Key Highlights
- Nvidia’s fiscal 2026 revenue reached $215.9 billion, representing a 65% year-over-year increase
- The Data Center division at Nvidia delivered $193.7 billion in sales
- AMD’s full-year 2025 revenue totaled $34.6 billion, with Data Center operations contributing a record $16.6 billion
- Nvidia’s Data Center business exceeds AMD’s entire data center revenue by more than eleven-fold
- Export restrictions present challenges for both chipmakers, with Nvidia removing China data center projections from Q1 2027 guidance
Both Nvidia and AMD manufacture semiconductors that enable artificial intelligence applications. However, their positions in the AI infrastructure market differ dramatically. The latest financial data reveals the extent of this disparity.
Breaking Down Nvidia’s Financial Performance
Nvidia experienced exceptional growth during fiscal 2026. The company generated $215.9 billion in total revenue, marking a 65% surge compared to the previous fiscal year. Net profit reached approximately $120.1 billion, while gross margin stood at 71.1%.
The Data Center business unit accounted for the lion’s share, generating $193.7 billion in sales. This translates to roughly 90% of Nvidia’s total revenue originating from AI infrastructure products. The company’s portfolio includes GPUs, networking equipment, and comprehensive software platforms that enable customers to construct massive AI computing clusters.
The software infrastructure represents a critical component of Nvidia’s competitive advantage. This ecosystem creates substantial switching costs for customers, making migration to alternative providers challenging even when competing chips deliver similar raw computing power.
Nvidia acknowledged a significant concern: the company has excluded anticipated data center chip sales from China in its first-quarter fiscal 2027 projections, attributable to persistent export control measures.
AMD Shows Progress, Yet Remains Far Behind
AMD recorded $34.6 billion in aggregate revenue throughout 2025. Net profit stood at approximately $4.3 billion, accompanied by a 50% gross margin. These figures represent respectable performance for most semiconductor firms.
Advanced Micro Devices, Inc., AMD
The Data Center division emerged as AMD’s top performer, achieving a record $16.6 billion in revenue, marking 32% year-over-year growth. This expansion resulted from increased adoption of EPYC server processors and Instinct GPU accelerators among enterprise clients.
Yet Nvidia’s Data Center operations alone surpass AMD’s entire data center revenue by a factor exceeding eleven. Closing such a substantial divide requires considerable time.
AMD similarly experienced the consequences of export regulations.
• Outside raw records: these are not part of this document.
PR #1544, opened 2024-09-20
Correct pull of data from MultiMapDataStore

menion:
Recent implementations of the `read` operations in the `MultiMapDataStore` are based on the checking of the upper-left tile only. 

This results in missing data in case of for example low zoom level and multiple maps covered by area defined by "upperLeft" and "lowerRight" tiles.

On the attached screen is an example of "readLabels" results, which should cover the whole screen, but the results are only data from the first DE map.

image

### DIFF
--- a/mapsforge-map-reader/src/main/java/org/mapsforge/map/reader/MapFile.java
+++ b/mapsforge-map-reader/src/main/java/org/mapsforge/map/reader/MapFile.java
@@ -1073,8 +1073,9 @@ public class MapFile extends MapDataStore {
     }
 
     @Override
-    public boolean supportsArea(BoundingBox boundingBox) {
-        return boundingBox.intersects(getMapFileInfo().boundingBox);
+    public boolean supportsArea(BoundingBox boundingBox, byte zoomLevel) {
+        return boundingBox.intersects(getMapFileInfo().boundingBox)
+                && (zoomLevel >= this.zoomLevelMin && zoomLevel <= this.zoomLevelMax);
     }
 
     /**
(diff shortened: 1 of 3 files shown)


devemux86:
@menion thanks!

This seems right, although I cannot reproduce the report with e.g. Mapsforge desktop samples app.
All this time multiple maps seem to render correctly.

How we can trigger this using the Mapsforge samples?

mapsforge-map-reader/src/main/java/org/mapsforge/map/reader/MapFile.java
```diff
@@ -1072,6 +1072,11 @@ public boolean supportsTile(Tile tile) {
                 && (tile.zoomLevel >= this.zoomLevelMin && tile.zoomLevel <= this.zoomLevelMax);
     }
 
+    @Override
+    public boolean supportsArea(BoundingBox boundingBox) {
+        return boundingBox.intersects(getMapFileInfo().boundingBox);
```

Restrictions imposed on its MI308 data center GPU products impacted 2025 financial results, demonstrating that the geopolitical headwinds affecting Nvidia equally apply to AMD.
Comparing Strategic Positions
AMD maintains greater diversification compared to Nvidia. The company generated $14.6 billion from Client and Gaming segments, plus $3.5 billion from Embedded operations during 2025. This revenue distribution mitigates risk when individual markets experience downturns.
Nvidia, conversely, has evolved into predominantly an AI infrastructure enterprise. While this concentration has generated extraordinary profitability, it simultaneously means any deceleration in data center capital expenditure disproportionately impacts Nvidia.
AMD’s strategic trajectory hinges on capturing increased market share within the AI accelerator segment over time. Overtaking Nvidia isn’t necessary—sustained incremental progress suffices.
Nvidia’s most recent quarterly outlook explicitly excludes China-related data center revenue, presenting an ongoing consideration for equity investors monitoring the stock.
Concluding Analysis
Nvidia currently dominates the AI chip landscape, supported by robust profitability and a comprehensive software ecosystem that creates customer retention. AMD demonstrates growth and gradual market share gains, yet the data center revenue disparity remains substantial. Both companies confront tangible risks from export restrictions and potential changes in customer capital allocation patterns.